(WASHINGTON) — President-elect Barack Obama is preparing to issue an executive order his first week in office — and perhaps his first day — to close the U.S. military prison at Guantanamo Bay, according to two presidential transition team advisers.
It's unlikely the detention facility at the Navy base in Cuba will be closed anytime soon. In an interview last weekend, Obama said it would be "a challenge" to close it even within the first 100 days of his administration. (
Read "Trying to Tie Obama's Hands on Gitmo".)
But the order, which one adviser said could be issued as early as Jan. 20, would start the process of deciding what to do with the estimated 250 al-Qaida and Taliban suspects and potential witnesses who are being held there. Most have not been charged with a crime.
The Guantanamo directive would be one of a series of executive orders Obama is planning to issue shortly after he takes office next Tuesday, according to the two advisers. Also expected is an executive order about certain interrogation methods, but details were not immediately available Monday.
The advisers spoke on condition of anonymity because they were not authorized to speak publicly about the orders that have not yet been finalized.
Obama transition team spokeswoman Brooke Anderson declined comment Monday.
The two advisers said the executive order will direct the new administration to look at each of the cases of the Guantanamo detainees to see whether they can be released or if they should still be held — and if so, where.

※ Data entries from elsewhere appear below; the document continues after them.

PR #506, opened 2019-03-04
Update inference with tokenizer name

zphang:


zphang:
(Updated - I missed another `process_sentence` call.)

`process_sentence` was recently refactored to add an additional first argument for tokenizer_name. This PR fixes the call to reflect that change.

I thought that, since the order of non-keyword argument is now modified, it would be better to be explicit about the arguments in the function call. I can switch to non-keyword arguments if necessary.

PR #510, opened 2019-03-10
Add additional columns to inference output

zphang:
See #507

Issue #508, opened 2019-03-06
Support labeled data in inference script


sleepinyourhat:
Add an option to run with labeled datasets (same format as would be used for a normal task dataset) and see accuracy/F1/MCC in addition to individual example labels.

@zphang @anhad13 – any interest?

zphang:
This means inference + evaluation? 

Should this point to the specific train/dev.tsv rather than a full task folder? My thoughts are that this will piggy-back off the data-loading/metrics specific in the tasks.

sleepinyourhat:
Not sure what you mean. The goal would be to make it easy to swap out the test/dev TSVs with new TSVs, and still have preprocessing etc. handled correctly. We can almost do that with the current inference executable, but it won't automatically do evaluation (right?).

zphang:
Here's my plan:

- Additional argument for `input_format`: plain, train, dev, test (plain is just one sentence per line, train/dev/test will read in the corresponding format based on the `tasks.py` definition for that task - just CoLA for now)
- Additional argument for `eval_output_path` to optionally output a JSON with the metrics computed based on `tasks.py`, only works if `input_format`is `train` or `dev` (since only those two formats have labels)

sleepinyourhat:
input_format: Sounds good.
eval_output_path: At least for now, it'd probably be reasonable to just write these to the end of the log or the end of the output file. Up to you, though.

pruksmhc:
What's the status of this?

PR #511, opened 2019-03-10
Inference labeled data

zphang:
See #508. Merge after #510.

### DIFF
--- a/cola_inference.py
+++ b/cola_inference.py
@@ -13,8 +13,18 @@ To process a corpus:
     python cola_inference.py \
         --config_file PATH_TO_CONFIG_FILE \
         --model_file_path PATH_TO_FILE_PATH \
-        --inference mode corpus \
-        --input_path PATH_TO_INPUT_CORPUS
+        --inference_mode corpus \
+        --input_path PATH_TO_INPUT_CORPUS \
+        --output_path PATH_TO_WRITE_OUTPUT
+
+To process+evaluate (e.g.) the CoLA dev set:
+
+    python cola_inference.py \
+        --config_file PATH_TO_CONFIG_FILE \
+        --model_file_path PATH_TO_FILE_PATH \
+        --inference_mode corpus \
+        --input_path PATH_TO_INPUT_CORPUS \
+        --input_format dev \
         --output_path PATH_TO_WRITE_OUTPUT
 
 (Ensure that the repository is in your PYTHONPATH when running this script.)
@@ -22,6 +32,7 @@ To process a corpus:
 '''
 # pylint: disable=no-member
 import argparse
+import json
 import numpy as np
 import os
 import pandas as pd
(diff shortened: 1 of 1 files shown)


cola_inference.py
```diff
@@ -212,5 +254,40 @@ def take_one(ls):
     return ls[0]
 
 
+def load_cola_data(input_path, task, input_format, max_seq_len):
```
sleepinyourhat: Add a comment on why you need this here, rather than using the existing jiant loader.

cola_inference.py
```diff
@@ -212,5 +254,40 @@ def take_one(ls):
...
+    elif input_format == "test":
+        data = load_tsv(task.tokenizer_name, input_path, max_seq_len,
+                        s1_idx=1, s2_idx=None, has_labels=False, return_indices=True, skip_rows=1)
+        tokens, labels = data[0], None
+    else:
+        raise KeyError(input_format)
+    return tokens, labels
+
+
+def get_cola_metrics(logits, preds, labels, task):
```
sleepinyourhat: Ditto. Why does this need to be in this file?

cola_inference.py
zphang: The current jiant loader leads data for all three phases at once, hence it is not possible to separate that functionality:

https://github.com/jsalt18-sentence-repl/jiant/blob/master/src/tasks/tasks.py#L354-L359

Once possibility would be to expose e.g. `get_train`/`get_dev`/`get_test` methods specifically for the CoLA Task class. This can be done cleanly so as to not affect the regular usage of the CoLA Task/data loading or the broader Task api.

cola_inference.py
zphang: Similar to the above, the logic for computing metrics specific to CoLA is deeply embedded in the model code:

https://github.com/jsalt18-sentence-repl/jiant/blob/master/src/models.py#L672-L675

Unlike the above, I don't think there is currently a clean way to expose the same functionality. I recommend keeping this as is given the simplicity of the logic here, as well as the potential for adding additional metrics specifically for CoLA evaluation in the future.

cola_inference.py
sleepinyourhat: Hrm. I guess we can merge what you have now, but create an issue to clean this up.

cola_inference.py
sleepinyourhat: SGTM.

sleepinyourhat:
Let me know if this is ready to merge.

zphang:
Should be good to merge. I will make an issue regarding the data loading.

sleepinyourhat:
Ergh—I merged the two in the wrong order, and GitHub didn't process the revert correctly. Mind creating a new PR with these changes? Sorry!

zphang:
Added #518.

PR #512, opened 2019-03-10
Subset evaluation

HaokunLiu:
based on Yada's new data_loader, add cola in/out/full domain and Alex's cola dev set annotation to task. add ling3340 baseline experiments config files to config.


config/cola-elmo.conf
```diff
@@ -0,0 +1,50 @@
+
```
sleepinyourhat: Add a comment explaining what this file is for.

sleepinyourhat: You should have a note for everything that isn't obvious. Why this learning rate, for example?

config/cola-openai.conf
```diff
@@ -0,0 +1,20 @@
+
```
sleepinyourhat: Same as above: Looks good, but add a few comments.

config/cola-openai.conf
```diff
@@ -0,0 +1,20 @@
...
+include "cola-elmo.conf"
+
+
+// Training setting
+
+do_target_task_training = 0
+allow_reuse_of_pretraining_parameters = 1
+batch_size = 2
```
sleepinyourhat: Why so small?

scripts/cola_baseline.sh
```diff
@@ -0,0 +1,20 @@
+
+# random-elmo
+rm *.out
```
sleepinyourhat: ?

scripts/cola_baseline.sh
```diff
@@ -0,0 +1,20 @@
...
+JIANT_OVERRIDES="exp_name = cola-elmo-baseline, run_name = random-elmo, allow_untrained_encoder_parameters = 1, allow_missing_task_map = 1, do_pretrain = 0" JIANT_CONF="config/cola-elmo.conf" sbatch ~/prince.sbatch
```
sleepinyourhat: I don't think you've shared the sbatch file.

sleepinyourhat: Add some explanation of what that file needs to be, at least. And mention how it differs from the existing ones.

scripts/download_glue_data.py
```diff
@@ -49,8 +49,26 @@ def download_and_extract(task, data_dir):
     with zipfile.ZipFile(data_file) as zip_ref:
         zip_ref.extractall(data_dir)
     os.remove(data_file)
+    if task == "SNLI":
```
sleepinyourhat: This should be its own PR—we're not dealing with CoLA here.

src/models.py
```diff
@@ -673,11 +673,12 @@ def _single_sentence_forward(self, batch, task, predict):
                 task.scorer2(logits, labels)
                 _, preds = logits.max(dim=1)
                 task.scorer1(labels, preds)
+            elif isinstance(task, CoLAAnalysisTask):
+                task.update_metrics(logits, labels, tagmask=batch['tagmask'])
             else:
                 task.scorer1(logits, labels)
                 if task.scorer2 is not None:
                     task.scorer2(logits, labels)
-
```
sleepinyourhat: Put this back in.

src/tasks/tasks.py
```diff
@@ -25,13 +25,13 @@
```
sleepinyourhat: It looks like there are some changes in here that aren't related to CoLA. Either get rid of those or explain why they have to be here.

src/utils/utils.py
```diff
@@ -10,7 +10,6 @@
 import logging
 import codecs
 import time
-
```
sleepinyourhat: Revert.

config/cola-openai.conf
HaokunLiu: I tried several different batch size, ranging from 2 to 6. 6 is as large as we can afford on k80 but will out-of-memory on smaller gpus. 2 can run on any gpu in prince, and it performs better. Some researches show smaller bs results in better generalization.

scripts/cola_baseline.sh
HaokunLiu: Sorry, this one was because I made too many .out files during debugging. This shouldn't be in the commited version.

scripts/download_glue_data.py
HaokunLiu: This wasn't me. I forked from load_tsv branch, and it was there. I presume this diff won't exist once load_tsv is merged?

src/models.py
HaokunLiu: Sure

src/tasks/tasks.py
HaokunLiu: create_subset_scorer, update_subset_scorers, collect_subset_scores are mine. I put them outside cola because they can be reused for other tasks that need find-grained metrics. 
Any other changes outside cola are from load_tsv branch.

src/utils/utils.py
HaokunLiu: This wasn't me. This is also from load_tsv.

scripts/cola_baseline.sh
HaokunLiu: > I don't think you've shared the sbatch file.

No, I didn't. That file was used to set up environment, some path settings etc. Should I put that into jiant?

config/cola-openai.conf
sleepinyourhat: I've mostly seen papers showing the opposite effect for batch size, but it's okay to leave it in if it works.

scripts/cola_baseline.sh
sleepinyourhat: Up to you, but this isn't appropriate as-is. The master copy of the repo needs to be clearly usable by anyone. So either share the sbatch file (and remove any paths that are specific to you) or remove all references to it.

scripts/download_glue_data.py
sleepinyourhat: That already was merged (https://github.com/jsalt18-sentence-repl/jiant/pull/477), so something is wrong here. Make sure you don't have any conflicts with master.

HaokunLiu:
This is weird. 
I can see, with my own naked eyes, my files don't conflict with master.
I don't know why this file changes tool isn't comparing to the latest, real mater branch.

src/tasks/tasks.py
```diff
@@ -101,6 +101,43 @@ def _make_instance(input1, input2, labels, idx):
     #  return list(instances)
     return instances  # lazy iterator
 
+def create_subset_scorers(count, scorer_type, **args_to_scorer):
+    '''
+    Inputs
```
pruksmhc: Nit: For code consistency, put this as Parameters and outputs as "Returns"

pruksmhc: same for all below

HaokunLiu:
good, no conflicts now.

config/cola-elmo.conf
```diff
@@ -0,0 +1,51 @@
+// Run elmo model on cola-analysis dataset
```
sleepinyourhat: Two extra suggestions:
- Move this to a cola directory, with a readme explaining that this is for this seminar. These configs are probably useful to others, but they're distinctive enough that we should probably keep them separate.
- Proofread for typos. Epoches => epochs. numberof => number of.

config/cola-elmo.conf
```diff
@@ -0,0 +1,51 @@
...
+allow_reuse_of_pretraining_parameters = 1
+lr_patience = 4  // number of epoches between last validation improvement and lr annealing 
+patience = 20  // numberof epoches between last validation improvement and early stopping
+max_vals = 10000
+
+// Eval setting
+
+write_preds = 'test'
+
+
```
sleepinyourhat: Be consistent about spacing

config/cola-elmo.conf
```diff
@@ -0,0 +1,51 @@
...
+word_embs_file = ""
+fastText_model_file = ""
+
+// Paths
+
+exp_name = debug  // avoid messing up other experiment records
+run_name = debug  // overwrite this when running models
+
+// Data setting
+
```
sleepinyourhat: Why?

config/cola-elmo.conf
sleepinyourhat: 'Run' suggests just evaluating. => Train and run.

config/cola-elmo.conf
```diff
@@ -0,0 +1,51 @@
...
+reload_vocab = 1
+reload_tasks = 1
+reload_indexing = 1
+reindex_tasks = cola-analysis
+
+// Training setting
+
+load_model = 0
+
+pretrain_tasks = cola-analysis
```
sleepinyourhat: This doesn't look right. You shouldn't ever pretrain on an analysis task.

config/cola-elmo.conf
```diff
@@ -0,0 +1,51 @@
...
+do_pretrain = 1  // train the model on top of embedding layer
+
+target_tasks = cola-analysis
+do_target_task_training = 1  // tune the parameters on target task
+do_full_eval = 1  // evaluation the model after training
+
+lr = 3e-4  // this performs reasonablely well in practice
+allow_untrained_encoder_parameters = 0  // set this to 1 when running random-elmo
+allow_reuse_of_pretraining_parameters = 1
+lr_patience = 4  // number of epoches between last validation improvement and lr annealing
```
sleepinyourhat: Why did you have to change these from the default? Add a note.

config/cola-elmo.conf
```diff
@@ -0,0 +1,51 @@
...
+lr = 3e-4  // this performs reasonablely well in practice
+allow_untrained_encoder_parameters = 0  // set this to 1 when running random-elmo
+allow_reuse_of_pretraining_parameters = 1
+lr_patience = 4  // number of epoches between last validation improvement and lr annealing 
+patience = 20  // numberof epoches between last validation improvement and early stopping
+max_vals = 10000
+
+// Eval setting
+
+write_preds = 'test'
```
sleepinyourhat: Why test? We can't really do anything with the test set, since we don't have the labels.

config/cola-elmo.conf
```diff
@@ -0,0 +1,51 @@
...
+
+
+// Model settings
+
+elmo = 1
+elmo_chars_only = 0
+sep_embs_for_skip = 1
```
sleepinyourhat: Fix final line end.

scripts/cola_baseline.sh
```diff
@@ -0,0 +1,25 @@
+# baseline experiments on cola.
```
sleepinyourhat: See comments above.

scripts/cola_baseline.sh
```diff
@@ -0,0 +1,25 @@
...
+# don't actually run this sh file as a whole,
```
sleepinyourhat: Why not?

scripts/cola_baseline.sh
```diff
@@ -0,0 +1,25 @@
...
+# yes, this sounds stupid, I know.
+
+# set up environment
+module purge
+module load tensorflow/python3.6/1.5.0
+module swap python3/intel anaconda3/5.3.1
+source activate jiant
+export NFS_PROJECT_PREFIX=/scratch/hl3236/ling3340
+export JIANT_DATA_DIR=/home/hl3236/data
+export WORD_EMBS_FILE=/home/hl3236/misc/crawl-200d-2M.vec
```
sleepinyourhat: These paths should be in your personal path setup script, not here.

scripts/cola_baseline.sh
```diff
@@ -0,0 +1,25 @@
+# baseline experiments on cola.
+# don't actually run this sh file as a whole,
+# copy the lines you need and paste it to the command line.
+# yes, this sounds stupid, I know.
+
+# set up environment
+module purge
+module load tensorflow/python3.6/1.5.0
+module swap python3/intel anaconda3/5.3.1
```
sleepinyourhat: These are specific to Prince, so they shouldn't be checked in here.

scripts/cola_baseline.sh
```diff
@@ -0,0 +1,25 @@
...
+source activate jiant
+export NFS_PROJECT_PREFIX=/scratch/hl3236/ling3340
+export JIANT_DATA_DIR=/home/hl3236/data
+export WORD_EMBS_FILE=/home/hl3236/misc/crawl-200d-2M.vec
+
+# random-elmo
+srun --gres=gpu:k80:1 python main.py --config_file "config/cola-elmo.conf" --overrides "exp_name = cola-elmo-baseline, run_name = random-elmo, allow_untrained_encoder_parameters = 1, allow_missing_task_map = 1, do_pretrain = 0"
```
sleepinyourhat: These are specific to Prince, so they shouldn't be checked in here. Consider just giving the plain Python commands.

src/tasks/tasks.py
```diff
@@ -101,6 +101,45 @@ def _make_instance(input1, input2, labels, idx):
     #  return list(instances)
     return instances  # lazy iterator
 
+def create_subset_scorers(count, scorer_type, **args_to_scorer):
+    '''
```
sleepinyourhat: Add a comment saying what this is for. (Same below.)

src/tasks/tasks.py
```diff
@@ -101,6 +101,45 @@ def _make_instance(input1, input2, labels, idx):
...
+        labels: a (bs, *) tensor, ground truth
+        tagmask: a (bs, N_tag) 0-1 tensor, indicating tags of each sample
+    '''
+    for tid, scorer in enumerate(scorer_list):
+        subset_idx = torch.nonzero(tagmask[:, tid]).squeeze(dim=1)
+        subset_estimations = estimations[subset_idx]
+        subset_labels = labels[subset_idx]
+        if len(subset_idx) > 0:
+            scorer(subset_estimations, subset_labels)
+    return
```
sleepinyourhat: Do you need this?

src/tasks/tasks.py
```diff
@@ -366,6 +405,76 @@ def get_metrics(self, reset=False):
...
+            max_seq_len=max_seq_len,
+            tag_eval=True)
+        
+        tr_data = tsv_loader.load_file(os.path.join(path, "train_analysis.tsv"),
+            s1_cid=3, s2_cid=None, label_cid=2, skip_rows=1, tag2cid_dict={'Domain': 1})
+        val_data = tsv_loader.load_file(os.path.join(path, "dev_analysis.tsv"),
+            s1_cid=3, s2_cid=None, label_cid=2, skip_rows=1, tag2cid_dict={
+                'Domain': 1, 'Simple': 4, 'Pred': 5, 'Adjunct': 6, 'Arg Types': 7,
+                'Arg Altern': 8, 'Imperative': 9, 'Binding': 10, 'Question': 11, 'Comp Clause': 12,
+                'Auxillary': 13, 'to-VP': 14, 'N, Adj': 15, 'S-Syntax': 16, 'Determiner': 17, 'Violations': 18})
```
sleepinyourhat: Aren't there more tags than this?

src/utils/data_loaders.py
```diff
@@ -153,6 +153,103 @@ def targs_to_idx(col_name):
             'ix_to_knowledge_dic': ix_to_knowledge_dic
             }
 
+class TSVLoader(object):
```
sleepinyourhat: How does this relate to what Yada pushed recently?

src/tasks/tasks.py
HaokunLiu: Yes, these are only the coarse tags to column index dictionary. I reorganized cola_dev_annotated following the mnli-diagnostic format. If a sample contains multiple fine tags under one coarse tag, the fine tags are listed under corresponding column, separated by ';' .

src/tasks/tasks.py
HaokunLiu: Yes, these functions can be used to easily implement fine grained evaluation by any task that needs it (like mnli-diagnostic), they are not restricted to any particular tag or score metric.

src/utils/data_loaders.py
HaokunLiu: Previously, tsv loader didn't use pandas. I modified her pandas version.

config/cola-elmo.conf
HaokunLiu: Alex did give me the test labels, to make sure the program runs correctly (see if final run test results match up with the published results). All hyper-parameters are adjusted according to dev performance before the final run, following experiment norms.

config/cola-elmo.conf
HaokunLiu: sorry, it should be 'override'

config/cola-elmo.conf
HaokunLiu: Cola-analysis have exactly the same amount of data as cola. The only difference is it has tags. For elmo experiment, I followed the structure setting from elmo's friend, elmo + 2 layers of bi-lstm + mlp. If we turn off pretrain, the two layers bi-lstm will remain random weight.
I don't understand why we should not pretrain on cola-analysis.

HaokunLiu: Does the cola-analysis I described fit your definition of an analysis task?

scripts/cola_baseline.sh
HaokunLiu: Because it is srun, it will run one after another.
Now we have removed the prince related command, we don't need this line anymore.

src/tasks/tasks.py
sleepinyourhat: Got it. Does this code read those fine tags? We should.

src/utils/data_loaders.py
sleepinyourhat: I'm not sure I understand. We really shouldn't have two TSV readers unless they're doing very different things. How is this different from what's currently in master?

HaokunLiu: Does this looks better now? I removed the TSVLoader object, put its functionality into load_tsv.

src/tasks/tasks.py
HaokunLiu: Yes, all the fine tags will be loaded as "coarse__fine". e.g. "Determiner__Partitive"

config/cola-elmo.conf
sleepinyourhat: I guess it works, it's just not the intended use. We should set up training on cola, but evaluation on cola-analysis. If that's not possible right now, though, just make it add comments here _and_ in the Python to explain that the analysis task contains the normal training set.

HaokunLiu: Right now, jiant use different classifiers for different task, so we cannot train on cola and directly evaluate it on cola-analysis.

HaokunLiu:
Ready!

Many of the Guantanamo detainees are cleared for release, and others could be sent back to their native countries and held there. But many nations have resisted Bush administration efforts to repatriate the prisoners back home. Both Obama advisers said it's hoped that nations that had initially resisted taking detainees will be more willing to do so after dealing with the new administration.
What remains the thorniest issue for Obama, the advisers said, is what to do with the rest of the prisoners — including at least 15 so-called "high value detainees" considered among the most dangerous there.